In Nigeria’s teeming city of Lagos, children in the Makoko area swim and play in filthy water surrounded by garbage
ABIDJAN, Ivory Coast (AP) — In Nigeria's teeming city of Lagos, children in the Makoko area swim and play in filthy water surrounded by garbage.
In Ivory Coast's largest city, Abidjan, thousands of families must fetch water from streams for their daily needs.
In Mozambique and Malawi the recent destruction and flooding caused by Cyclone Freddy have displaced more than 500,000 people and the lack of clean water has seen a dramatic rise in cholera cases.
March 22 is the United Nation’s World Water Day, marked annually since 1993 to raise awareness about the pressing need for billions of people around the world to have access to clean water and sanitation.
According to the UN, 1 in 4 people – 2 billion people worldwide – lack safe drinking water and 1.4 million people die annually of diseases related to poor water, sanitation and hygiene.
An estimated 190 million children in 10 African countries are at the highest risk from inadequate access to clean water and sanitation facilities exposing them to hygiene-related diseases, according to a new analysis by UNICEF, the UN’s children’s fund.
A rise in extreme weather conditions caused by climate change has added to the hazards, said the report.
In Abidjan, Ivory’s Coast’s port city and fast growing economic hub, many communities find themselves without clean water provision.
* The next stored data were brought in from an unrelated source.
PR #1229, opened 2026-05-14
security: harden Host-header trust + remove reflected user input in error responses

### LINKED ISSUE #1226: nginx: client-controlled Host header forwarded to backend (Host header injection)
## Summary

`frontend/nginx.conf` forwards the client-controlled `$host` variable as the upstream `Host` header on all backend proxy locations. An attacker who can craft the `Host` request header may influence backend behavior whenever the backend uses `request.hostname` / `Host` for URL generation, redirects, password-reset links, OIDC redirects, cache keys, or absolute self-references. Surfaced by Semgrep (`generic.nginx.security.request-host-used`).

## Root Cause

In `frontend/nginx.conf` the proxy blocks pass through the attacker-controlled `Host` value verbatim:

```nginx
# line 81 (SSE log stream)
proxy_set_header Host $host;

# line 94 (/api/)
proxy_set_header Host $host;

# line 107 (/health/)
proxy_set_header Host $host;

# line 114 (/docs)
proxy_set_header Host $host;

# line 125 (/socket.io/)
proxy_set_header Host $host;
```

`$host` resolves from the request's `Host` header (or `:authority` for HTTP/2). When no `server_name` allowlist matches the request, nginx still proxies, so the value is fully attacker-controlled — `curl -H 'Host: evil.example' https://dashboard/api/...` will reach the backend with `Host: evil.example`.

If the Fastify backend ever constructs URLs from `request.hostname`, e.g. in OIDC redirect computation, e-mail templates, audit log entries, or absolute callback URLs, the attacker can poison those values (web-cache poisoning, password-reset link rewriting, OIDC redirect confusion).

Related CWE: [CWE-20: Improper Input Validation](https://cwe.mitre.org/data/definitions/20.html).
Reference: https://sg.run/4x3Z

## Steps to Reproduce

1. Deploy the dashboard behind nginx as configured.
2. Send `curl -H 'Host: attacker.example' https://<dashboard>/api/auth/oidc/start` (or any backend route that emits absolute URLs).
3. Observe: backend may use `attacker.example` for generated URLs.

## Expected Behavior

The upstream `Host` header should be a trusted, constrained value (either the configured backend hostname or a vetted allowlist of public hostnames).

## Fix Approach

Pick one — recommended is option A:

**Option A (simplest)** — pin the upstream Host so the backend always sees a fixed hostname:

```nginx
proxy_set_header Host backend;
```

Apply to every `location` block in `frontend/nginx.conf`. The backend's `request.hostname` will then be the static internal name, and any code that needs the public hostname must read it from `X-Forwarded-Host` (set by the proxy from a vetted value) or from configuration (e.g. `PUBLIC_BASE_URL` env var).

**Option B** — restrict via `server_name` + a map-based allowlist:

```nginx
map $host $allowed_host {
    dashboard.example.com  dashboard.example.com;
    default                dashboard.example.com;  # fallback
}
server {
    server_name dashboard.example.com;
    ...
    proxy_set_header Host $allowed_host;
}
```

Either fix MUST be paired with verifying that backend code does not silently switch on `request.hostname`/`request.headers.host`. Grep for usages and replace with a configured public URL where appropriate.

## Relevant Files

- `frontend/nginx.conf` — lines 81, 94, 107, 114, 125 (5 occurrences)
- Backend code that consumes `request.hostname` / `request.headers.host` (audit pending)

## Acceptance Criteria

- [ ] `frontend/nginx.conf` no longer forwards client-controlled `$host` to the backend on any `location` block.
- [ ] Backend code is audited for `request.hostname` / `headers.host` consumption; any absolute-URL construction sources from configuration, not request headers.
- [ ] Regression test added in `backend/src/routes/security-regression-headers.test.ts` (or a new `security-regression-host-header.test.ts`) asserting that a crafted `Host` / `X-Forwarded-Host` header cannot influence generated absolute URLs (OIDC redirect, password reset, audit logs, etc.).
- [ ] Semgrep `request-host-used` no longer reports on `frontend/nginx.conf`.

> Surfaced by Semgrep 1.159.0 (`p/security-audit` ruleset). H2C-smuggling finding on lines 122-124 was reviewed and confirmed as a **false positive** — the file already implements the documented `map $http_upgrade $connection_upgrade` mitigation (see comment at line 48-53).

### LINKED ISSUE #1227: Reflect untrusted user input in JSON error messages (Fastify routes)
## Summary

Several Fastify route handlers reflect raw user-supplied strings (`body.feature`, `params.feature`, `body.events[*]`) directly into JSON error bodies. While Fastify serializes responses as `application/json` — which prevents direct script execution in modern browsers — echoing untrusted input in error messages is a defense-in-depth issue: any client that later renders the `error` field via `dangerouslySetInnerHTML` / `innerHTML` would re-introduce reflected XSS, and the reflection makes the API a convenient oracle for content-sniffing or log-injection attempts. Surfaced by Semgrep (`javascript.express.web.tainted-direct-response-express`).

## Root Cause

The validation logic emits the rejected value verbatim instead of returning a constant message. Three files, six occurrences:

In `packages/ai-intelligence/src/routes/llm-feedback.ts`:

```typescript
// line 101 — POST /api/llm/feedback
if (!isValidFeature(body.feature)) {
  return reply.code(400).send({ error: `Invalid feature: ${body.feature}` });
}

// line 240 — POST /api/llm/feedback/generate-suggestion
if (!isValidFeature(feature)) {
  return reply.code(400).send({ error: `Invalid feature: ${feature}` });
}
```

In `packages/foundation/src/routes/settings.ts`:

```typescript
// line 313 — GET /api/settings/prompts/:feature/history
if (!PROMPT_FEATURES.some((f) => f.key === feature)) {
  return (reply as any).code(404).send({ error: `Unknown feature: ${feature}` });
}

// line 336 — POST /api/settings/prompts/:feature/rollback
if (!PROMPT_FEATURES.some((f) => f.key === feature)) {
  return (reply as any).code(404).send({ error: `Unknown feature: ${feature}` });
}
```

In `packages/operations/src/routes/webhooks.ts`:

```typescript
// line 80 — POST /api/webhooks
if (!VALID_EVENT_TYPES.includes(evt) && !evt.endsWith('.*')) {
  return reply.status(400).send({ error: `Invalid event type: ${evt}` });
}

// line 132 — PATCH /api/webhooks/:id (same pattern)
```

Related CWE: [CWE-79: Improper Neutralization of Input During Web Page Generation](https://cwe.mitre.org/data/definitions/79.html).
Reference: https://sg.run/zdElz

### Risk assessment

Women collect water from streams to meet household requirements.
Water may dribble out of the taps at home late at night if they are lucky and homes are full of plastic containers and buckets to collect it when it does.
Local officials in Ivory Coast blame insufficient electrical power for their pumps in part for the problems here. Transporting and selling water at about 15 cents per 20 liter (5 gallon) container is a profitable business for some.
One of the world’s Sustainable Development Goals is for everyone to have safe water and sanitation by 2030.
A report launched on the eve of the first major U.N. conference on water in over 45 years says 26% of the world’s population doesn’t have access to safe drinking water and 46% lacks access to basic sanitation.
The U.N. World Water Development Report 2023, issued this week, paints a stark picture of the huge gap that needs to be filled to meet U.N. goals to ensure all people have access to clean water and sanitation by 2030.
The estimated cost of meeting the goals is between $600 billion and $1 trillion a year, according to Richard Connor, editor-in-chief of the report.
It's necessary for investors, governments and climate change communities to forge partnerships to see that money is invested to sustain the environment and provide potable water to the 2 billion people who don’t have it, said Connor.